Aim of the task »
Report each line of the data that includes the word "rodata".

Listed entries »
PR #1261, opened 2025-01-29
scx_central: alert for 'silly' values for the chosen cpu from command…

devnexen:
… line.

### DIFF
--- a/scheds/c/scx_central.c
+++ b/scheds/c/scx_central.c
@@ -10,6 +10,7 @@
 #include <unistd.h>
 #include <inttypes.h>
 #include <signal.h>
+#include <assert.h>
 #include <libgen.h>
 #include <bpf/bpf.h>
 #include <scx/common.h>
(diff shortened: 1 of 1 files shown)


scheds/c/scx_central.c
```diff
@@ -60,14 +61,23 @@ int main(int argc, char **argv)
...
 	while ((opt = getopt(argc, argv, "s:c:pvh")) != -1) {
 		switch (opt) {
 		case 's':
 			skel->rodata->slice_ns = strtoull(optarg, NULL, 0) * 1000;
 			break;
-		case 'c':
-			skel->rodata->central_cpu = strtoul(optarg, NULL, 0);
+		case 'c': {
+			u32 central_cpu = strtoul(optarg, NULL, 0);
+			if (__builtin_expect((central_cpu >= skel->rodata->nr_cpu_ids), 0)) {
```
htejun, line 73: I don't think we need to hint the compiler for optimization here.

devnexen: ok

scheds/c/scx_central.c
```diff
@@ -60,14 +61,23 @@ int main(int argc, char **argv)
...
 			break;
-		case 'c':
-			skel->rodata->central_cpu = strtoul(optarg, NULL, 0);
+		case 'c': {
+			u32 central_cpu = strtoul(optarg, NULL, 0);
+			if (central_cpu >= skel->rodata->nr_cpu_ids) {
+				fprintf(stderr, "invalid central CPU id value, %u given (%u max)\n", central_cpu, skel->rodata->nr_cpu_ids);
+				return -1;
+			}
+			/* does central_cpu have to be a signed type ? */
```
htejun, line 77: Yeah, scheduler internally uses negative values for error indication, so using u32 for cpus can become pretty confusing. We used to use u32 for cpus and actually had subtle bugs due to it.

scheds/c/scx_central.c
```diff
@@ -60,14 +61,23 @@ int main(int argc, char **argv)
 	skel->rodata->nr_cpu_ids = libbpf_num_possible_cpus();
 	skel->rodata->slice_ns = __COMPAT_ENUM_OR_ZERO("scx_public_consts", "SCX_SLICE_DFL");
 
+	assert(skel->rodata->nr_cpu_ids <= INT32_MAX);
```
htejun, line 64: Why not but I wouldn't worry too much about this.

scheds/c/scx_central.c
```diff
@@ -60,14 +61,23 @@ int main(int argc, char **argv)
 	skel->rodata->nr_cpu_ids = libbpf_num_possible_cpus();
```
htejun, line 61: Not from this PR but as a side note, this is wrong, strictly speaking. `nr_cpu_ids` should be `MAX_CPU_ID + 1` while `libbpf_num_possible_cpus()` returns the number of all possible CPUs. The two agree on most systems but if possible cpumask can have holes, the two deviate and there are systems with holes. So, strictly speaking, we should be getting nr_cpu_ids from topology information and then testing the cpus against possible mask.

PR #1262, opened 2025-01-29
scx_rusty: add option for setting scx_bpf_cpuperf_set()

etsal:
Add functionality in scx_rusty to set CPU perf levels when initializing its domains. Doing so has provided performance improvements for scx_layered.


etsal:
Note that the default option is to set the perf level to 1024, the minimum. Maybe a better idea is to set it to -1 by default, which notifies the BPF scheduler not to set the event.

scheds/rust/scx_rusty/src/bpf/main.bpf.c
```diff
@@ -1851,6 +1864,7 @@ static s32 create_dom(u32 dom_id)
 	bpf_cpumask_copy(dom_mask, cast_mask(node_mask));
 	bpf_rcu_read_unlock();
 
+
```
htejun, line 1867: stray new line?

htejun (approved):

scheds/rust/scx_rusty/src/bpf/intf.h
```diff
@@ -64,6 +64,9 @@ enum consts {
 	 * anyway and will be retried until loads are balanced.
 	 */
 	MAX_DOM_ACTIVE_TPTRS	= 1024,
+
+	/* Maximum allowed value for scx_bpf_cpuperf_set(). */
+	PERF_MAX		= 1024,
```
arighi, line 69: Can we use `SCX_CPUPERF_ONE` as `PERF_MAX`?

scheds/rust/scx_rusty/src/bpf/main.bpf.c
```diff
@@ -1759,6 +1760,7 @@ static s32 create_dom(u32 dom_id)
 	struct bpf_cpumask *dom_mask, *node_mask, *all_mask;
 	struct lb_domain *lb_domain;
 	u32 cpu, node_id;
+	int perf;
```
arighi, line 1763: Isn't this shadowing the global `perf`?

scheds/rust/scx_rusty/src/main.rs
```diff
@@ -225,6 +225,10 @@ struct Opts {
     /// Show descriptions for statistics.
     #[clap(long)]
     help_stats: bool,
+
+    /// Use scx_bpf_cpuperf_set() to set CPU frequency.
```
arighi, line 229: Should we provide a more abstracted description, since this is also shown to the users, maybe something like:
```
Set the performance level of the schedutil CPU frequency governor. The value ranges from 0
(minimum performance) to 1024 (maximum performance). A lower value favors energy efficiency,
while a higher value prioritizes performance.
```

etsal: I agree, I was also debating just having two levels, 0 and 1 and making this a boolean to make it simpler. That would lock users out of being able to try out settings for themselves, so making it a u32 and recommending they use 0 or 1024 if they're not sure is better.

Reply »
 			skel->rodata->slice_ns = strtoull(optarg, NULL, 0) * 1000;
-			skel->rodata->central_cpu = strtoul(optarg, NULL, 0);
+			if (__builtin_expect((central_cpu >= skel->rodata->nr_cpu_ids), 0)) {
-			skel->rodata->central_cpu = strtoul(optarg, NULL, 0);
+			if (central_cpu >= skel->rodata->nr_cpu_ids) {
+				fprintf(stderr, "invalid central CPU id value, %u given (%u max)\n", central_cpu, skel->rodata->nr_cpu_ids);
 	skel->rodata->nr_cpu_ids = libbpf_num_possible_cpus();
 	skel->rodata->slice_ns = __COMPAT_ENUM_OR_ZERO("scx_public_consts", "SCX_SLICE_DFL");
+	assert(skel->rodata->nr_cpu_ids <= INT32_MAX);
 	skel->rodata->nr_cpu_ids = libbpf_num_possible_cpus();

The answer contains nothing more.